Why is it slop? “This was human-directed, not autonomous code generation.” can’t you read the entire post before calling this instance of AI-assisted code slop? Every programmer and their mother uses code assisting tools since their very first iterations, AI is just another tool for us, if we implement it responsibly and deliberately and not just “vibe” code it, then it’s a perfectly fair use of AI without having to add the term slop to it.
- XLE@piefed.socialEnglish1 day
“Human directed” is a euphamism for someone pushing a button to generate a result. Huh, sounds people vibe coding.
“If” is doing a lot of heavy lifting in your statement. What makes you think vibe coders will use their new drug responsibly?
- 24 hours
I guarantee every new tool will be used irresponsibly. However, that doesn’t mean the tool itself is bad. You can use the tool responsibly and if you do that you can get great benefits. I regularly use AI for my coding. However, I have to review everything closely and I regularly find things that there is no way this would be correct, no way human would write that, and otherwise code is unacceptable. However, I can easily fix those problems and they are often much easier to fix than trying to write everything by hand.

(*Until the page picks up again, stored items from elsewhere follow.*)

PR #18711, opened 2021-06-29
[drogon] Added database support features

Greisby:
**Added features to allow removing all database access features and dependencies.**

- #### What does your PR fix?  
  - Adds **mysql**, **postgresql**, **redis** and **sqlite3** features to allow enabling/disable what's needed
  - Fixes brotli libraries detection when the triplet is static (eg. x64-windows-static), since they don't have a the same name as in dynamic (brotli*XXX*-static instead of brotli*XXX*).

  No changes, tested with *x64-windows-static* and *x64-osx*

  Not sure, it's my first pull request.

  No, since I converted the CONTROL to vcpkg.json


ports/drogon/vcpkg.json
```diff
@@ -0,0 +1,67 @@
+{
+  "name": "drogon",
+  "version": "1.6.0",
+  "port-version": 2,
```
JonLiu1993, line 4: "port-version" should set to 1

ports/drogon/vcpkg.json
```diff
@@ -0,0 +1,67 @@
+{
+  "name": "drogon",
+  "version": "1.6.0",
```
JonLiu1993, line 3: We should use "version-semver" instead of "version"

JonLiu1993 (changes requested):

ports/drogon/vcpkg.json
Greisby: Sorry, I discover vcpkg, I don't yet master its packages.
I set it to 2 because I though that the previous CONTROL was considered as version 1.

JonLiu1993: If "port-version" is not written, it defaults to 0

ports/drogon/vcpkg.json
Greisby: You mean version-string?

JonLiu1993: Here we should use version-semver, you can refer to the [documentation](https://github.com/microsoft/vcpkg/blob/master/docs/specifications/versioning.md#version-semver)

Greisby: Well, I don't see the difference between version and version-semver since this package version is dot-separated numeric, but ok, I amended my last commit.
I'm a brand new git user, and I just discovered that I can squash commits. Do you want me to merge my two commits or is it ok so?

Greisby: Well, after my last modification & my reply, it's still "requires:author-response"
Is there something I have to do?

JonLiu1993:
@Greisby ,Can   you please resolve the conflicts against master?

Greisby:
Yes, of course. But can you tell me how I do that?
Here the Resolve conflicts button is greyed out, and in my fork I can only create a new Pull request.
Is that what Is have to do?

JonLiu1993:
> Yes, of course. But can you tell me how I do that?
> Here the Resolve conflicts button is greyed out, and in my fork I can only create a new Pull request.
> Is that what Is have to do?

You can manually change the conflict between your branch portfile.cmake file and the CONTROL file to keep it consistent with the current master branch. Then add this pr modification on this basis

Greisby:
I followed this guide https://docs.github.com/en/github/collaborating-with-pull-requests/working-with-forks/syncing-a-fork I hope I dit it right.

JonLiu1993:
- x86-windows
- x64-windows
- x64-windows-static

JonLiu1993 (approved):

Greisby:
Latest changes:
- added new feature: redis
- added feature dependencies (msyql, postgres, redis, sqlite3 depend on orm)

Greisby:
Sad, I thought I could trigger the tests :)

PhoebeHui (approved):

ports/drogon/vcpkg.json
```diff
@@ -0,0 +1,101 @@
...
+    "redis": {
+      "description": "Support reading and writing from/to Redis databases.",
+      "dependencies": [
+        {
+          "name": "drogon",
+          "features": [
+            "orm"
+          ]
+        },
+        "redis"
```
PhoebeHui, line 85:
```suggestion
```

PhoebeHui: We don't have redis port.

JonLiu1993:
- x86-windows
- x64-windows
- x64-windows-static
- x64-linux

PhoebeHui (approved):

Greisby:
Hi, just a warning: I integrated the resolv.patch upstream.
It should fail with **vcpkg install --head**
Not sure if this breaks the port.

PhoebeHui:
@Greisby, it does not block this PR.

ports/drogon/vcpkg.json
```diff
@@ -0,0 +1,100 @@
...
+            "ctl",
+            "mysql",
+            "orm",
+            "postgres",
+            "redis",
+            "sqlite3"
+          ]
+        }
+      ]
+    },
```
vicroms, line 35: I think we should remove this feature since users can already do `vcpkg install drogon[*]` if they want all features.

vicroms (changes requested):
Please remove feature `all`

JonLiu1993 (approved):

PR #18741, opened 2021-06-30
[protobuf] Fixed protoc path

### LINKED ISSUE #18689: protoc target not available in cross-compile builds
It looks like the protobuf port file is trying to add a protoc target even for the case where the host is different from the target triplet. That's all great, but I don't understand what is supposed to call the protobuf-targets-vcpkg-protoc.cmake file. The toolchain does not, and neither do any of the config or targets .cmake files.

https://github.com/microsoft/vcpkg/blob/6cdc26c884ac1c7c4cf2d480b364b773765622a3/ports/protobuf/portfile.cmake#L123

bobuc-havok:
**Describe the pull request**

- #### What does your PR fix?  
  Fixes #18689 

  all previously supported, No

  Yes

  Yes

### DIFF
--- a/ports/protobuf/vcpkg-cmake-wrapper.cmake
+++ b/ports/protobuf/vcpkg-cmake-wrapper.cmake
@@ -11,6 +11,6 @@ if(CMAKE_VERSION VERSION_GREATER_EQUAL 3.3)
     cmake_policy(POP)
 endif()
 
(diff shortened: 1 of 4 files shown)


PhoebeHui (approved):
LGTM, thanks for the fix.

The tools copy to target triplet, see
https://github.com/microsoft/vcpkg/blob/master/ports/protobuf/portfile.cmake#L85

ras0219-msft:
Thanks for the fix!

This is a fine fix for now, though we would eventually like to stop copying the tools across to the target package. The eventual fix in that case is actually to replace the `COPYONLY` from portfile.cmake:123 with `@ONLY`, which will substitute in the correct variable.

PR #18768, opened 2021-07-02
[socket-io-client]fix socket-io-client use 

JonLiu1993:
Fix socket-io-client use, add target_link_libraries() for target sioclient_tls

### DIFF
--- a/ports/socket-io-client/portfile.cmake
+++ b/ports/socket-io-client/portfile.cmake
@@ -11,8 +11,6 @@ vcpkg_from_github(
         fix-error-C3321.patch
 )
 
-file(REMOVE "${SOURCE_PATH}/cmake/modules/Findzstd.cmake")
-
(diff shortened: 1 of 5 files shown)


NancyLi1013 (approved):

ports/socket-io-client/portfile.cmake
```diff
@@ -11,8 +11,6 @@ vcpkg_from_github(
         fix-error-C3321.patch
 )
 
-file(REMOVE "${SOURCE_PATH}/cmake/modules/Findzstd.cmake")
-
```
ras0219-msft, line 15: Why does this module no longer need to be removed?

JonLiu1993: The source path does not exist

ras0219-msft:
LGTM

PR #18782, opened 2021-07-02
[scripts-audit] vcpkg_build_ninja

strega-nil:
See issue #17691

### DIFF
--- a/scripts/cmake/vcpkg_build_ninja.cmake
+++ b/scripts/cmake/vcpkg_build_ninja.cmake
@@ -15,26 +15,33 @@ vcpkg_build_ninja(
 Only build the specified targets.
 #]===]
 
+function(z_vcpkg_build_ninja_build config targets)
+    message(STATUS "Building (${config})...")
+    vcpkg_execute_build_process(
+        COMMAND "${NINJA}" -C "${CURRENT_BUILDTREES_DIR}/${config}" ${targets}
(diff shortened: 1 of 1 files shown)


scripts/cmake/vcpkg_build_ninja.cmake
```diff
@@ -15,26 +15,33 @@ vcpkg_build_ninja(
...
-    cmake_parse_arguments(PARSE_ARGV 0 _vbn "" "" "TARGETS")
+    cmake_parse_arguments(PARSE_ARGV 0 arg "" "" "TARGETS")
 
-    vcpkg_find_acquire_program(NINJA)
+    if(DEFINED arg_UNPARSED_ARGUMENTS)
+        message(WARNING "${CMAKE_CURRENT_FUNCTION} was passed extra arguments: ${arg_UNPARSED_ARGUMENTS}")
+    endif()
+    if(NOT DEFINED arg_TARGETS)
+        message(FATAL_ERROR "TARGETS must be specified")
+    endif()
```
ras0219-msft, line 36: Previously, targets being undefined would have the effect of `ninja -C /path/to/dir`, which is a valid way of invoking ninja. I think this mode needs to continue to be supported

ras0219-msft (approved):

strega-nil-ms:

PR #18785, opened 2021-07-02
[scripts-audit] vcpkg_replace_string

strega-nil:
See issue #17691


strega-nil-ms:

- kungen@feddit.nuEnglish2 days
Hopefully not, but it makes you wonder how many vulnerabilities they might be introducing by fixing others…
- 1 day
Probably a reference to Mozilla adding Brave’s adblocking system to Firefox.
- cadekat@pawb.socialEnglish16 hours
Huh, I hadn’t heard about that! Honestly seems useful, and if it’s only the engine, I don’t see how crypto bros are relevant.
If there’s some “pay to unblock” scheme, that’s a different story.